Tear gas was also fired on dozens of Islamists in Cairo’s Mohandessin district and on a key road leading to the pyramids.

Protesters retaliated by throwing stones and burning tyres in Mohandessin, officials said, adding that similar protests were also dispersed in the cities of Alexandria, Suez, Mahallah and Qena.

Egypt’s army-installed government say the new law requires protest organisers to give three days’ written notice to the authorities before holding any demonstration.

In addition, it also bans demonstrations in places of worship or starting from such places.

The interior ministry on Thursday warned against “demonstrations that break the law without obtaining prior permission from security forces” and said “it will deal with these illegal activities firmly and decisively.”

Interim president Adly Mansour issued the demonstration ban last Sunday and police have since enforced it, sometimes bloodily.

On Thursday, an engineering student was killed during an Islamist demonstration at Cairo university, health officials said.

To the anger of secular supporters of Morsi’s overthrow, police have taken action against all demonstrations, not just those organised by the ousted president’s Islamist backers.

Activists say the ban is hypocritical as the army justified its “coup” as a response to mass demonstrations across the country against Morsi’s turbulent single year in power.

Pro-democracy groups have been particularly incensed by the arrest of Abdel Fatah, a prominent Morsi opponent.

He was detained at his home in a western district of Cairo, said his wife, Manal Hassan, who tweeted that she had been “beaten” during his arrest.

Judicial sources say Abdel Fattah is accused of holding an unauthorised demonstration, inciting people to riot, cutting roads, beating a police officer and stealing his walkie-talkie.

Prosecutors had issued warrants on Wednesday for the arrest of Abdel Fatah and fellow activist Ahmed Maher, for taking part in an unauthorised demonstration the previous day.

“Deja vu, I’m about to hand myself in to the authorities again on Saturday,” Abdel Fattah wrote on Facebook in response to the arrest warrant.

Abdel Fattah was detained under Mubarak, under the military junta that ousted him, and again under Morsi.

On Friday, Maher tweeted: “our dream was to live with dignity but the army, Mubarak’s corrupt regime and their allies … are fighting it with the arrests and crackdowns”.

Human rights groups too have lashed out at arrests of protesters opposing the disputed law.
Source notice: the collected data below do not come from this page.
PR #930, opened 2021-12-14
Replace "start date" filters with simple show/hide history toggle.

thompscs:
## Overview: ##

Users were confused by the default view and could not easily figure out
how to see what is happening right now in the facilities.  They were being
presented by default with the full history of all projects in all facilities,
sorted from newest to oldest, causing projects scheduled a year or more into
the future to be the first thing displayed when they load the page.

This change replaces the menu of "start date"-based filters entirely with 
a simple checkbox to show or hide projects that are already completed.  
It also reverses the default ordering from "newest first" to "oldest first".

Applying the new "hide history" filter and reversing the sort order by default 
on page load will mean users are now presented immediately with a view
of projects that is more in-line with expectations:

 * Projects in facilities currently are the first things they see, and
 * Upcoming projects appear the further down the page they go.

## PR Status: ##

* [X] Ready.
* [ ] Work in Progress.
* [ ] Hold.

## Related Jira tickets: ##

## Summary of Changes: ##

* Remove "start date" filter menu from filter bar component.
* Add checkbox to show or hide events with end date in the past.
* Add a default filter to the initial loadProjects() call when the page loads that activates this "hide history" filter.
* Reverse the default sort order from descending by "start date" to ascending.

## Testing Steps: ##
1. Load the app page (/nco)
2. Confirm the events are sorted by oldest "start date" first instead of newest upon initial page load.
3. Confirm the default view on initial page load is not showing events with an "end date" before today.
4. Confirm the show/hide history checkbox is working.

## UI Photos: ##

nco-app-history-on

nco-app-history-off

## Notes: ##

Events that have an empty "start date" field are being sorted at the top of the list.  This is not a code problem.  This is a data problem fixed in the database.  These entries just need to be updated with a start date to fall into their appropriate place in the list.

The code for how to setup a checkbox like this was borrowed from how the Data Depot file listings are doing it.

### DIFF
--- a/designsafe/apps/nco/managers/projects.py
+++ b/designsafe/apps/nco/managers/projects.py
@@ -68,7 +68,13 @@ class NcoProjectsManager(object):
                 return {"dateStart": {"$gt": start, "$lt": end}}
             return in_range
 
+        def no_history():
+            """Hide already completed events."""
+            yesterday = date - timedelta(days=1)
+            return {"dateEnd": {"$gt": yesterday}}
+
         range_switch = {
+            "No History": no_history,
             "Happening This Week": this_week,
             "Happening This Month": this_month,
             "Event Started Last 7 Days": last_n_days(7),
--- a/designsafe/static/scripts/nco/components/nco-scheduler-filters/nco-scheduler-filters.component.js
+++ b/designsafe/static/scripts/nco/components/nco-scheduler-filters/nco-scheduler-filters.component.js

“In the past few days, FIDH has documented several cases of arrests, detention and beating of protesters as well as cases of sexual harassment towards both men and women,” said International Federation for Human Rights in a statement on Friday.

Analysts say the mounting disillusion of veteran activists such as Abdel Fattah and Maher may strain the unlikely coalition of security hawks and liberal democrats installed by the military after Morsi’s ouster.

They say it could provoke the very unrest it was supposed to quell.

“Rather than consolidate the transition, it weakens it. It alienates even supporters of the government,? said Issandr El Amrani, North Africa project director for the International Crisis Group.

“For the past three years, police brutality has been the cause of much of the political turmoil. You keep going through a cycle.”

The new protest law severely curtails the right to free assembly asserted by the millions of protesters who took to the streets to overthrow Mubarak in the Arab Spring.

The law also stipulates that security forces must give participants in unauthorised demonstrations verbal warning to disperse before resorting to water cannon, tear gas and as a last resort, birdshot, to make them do so.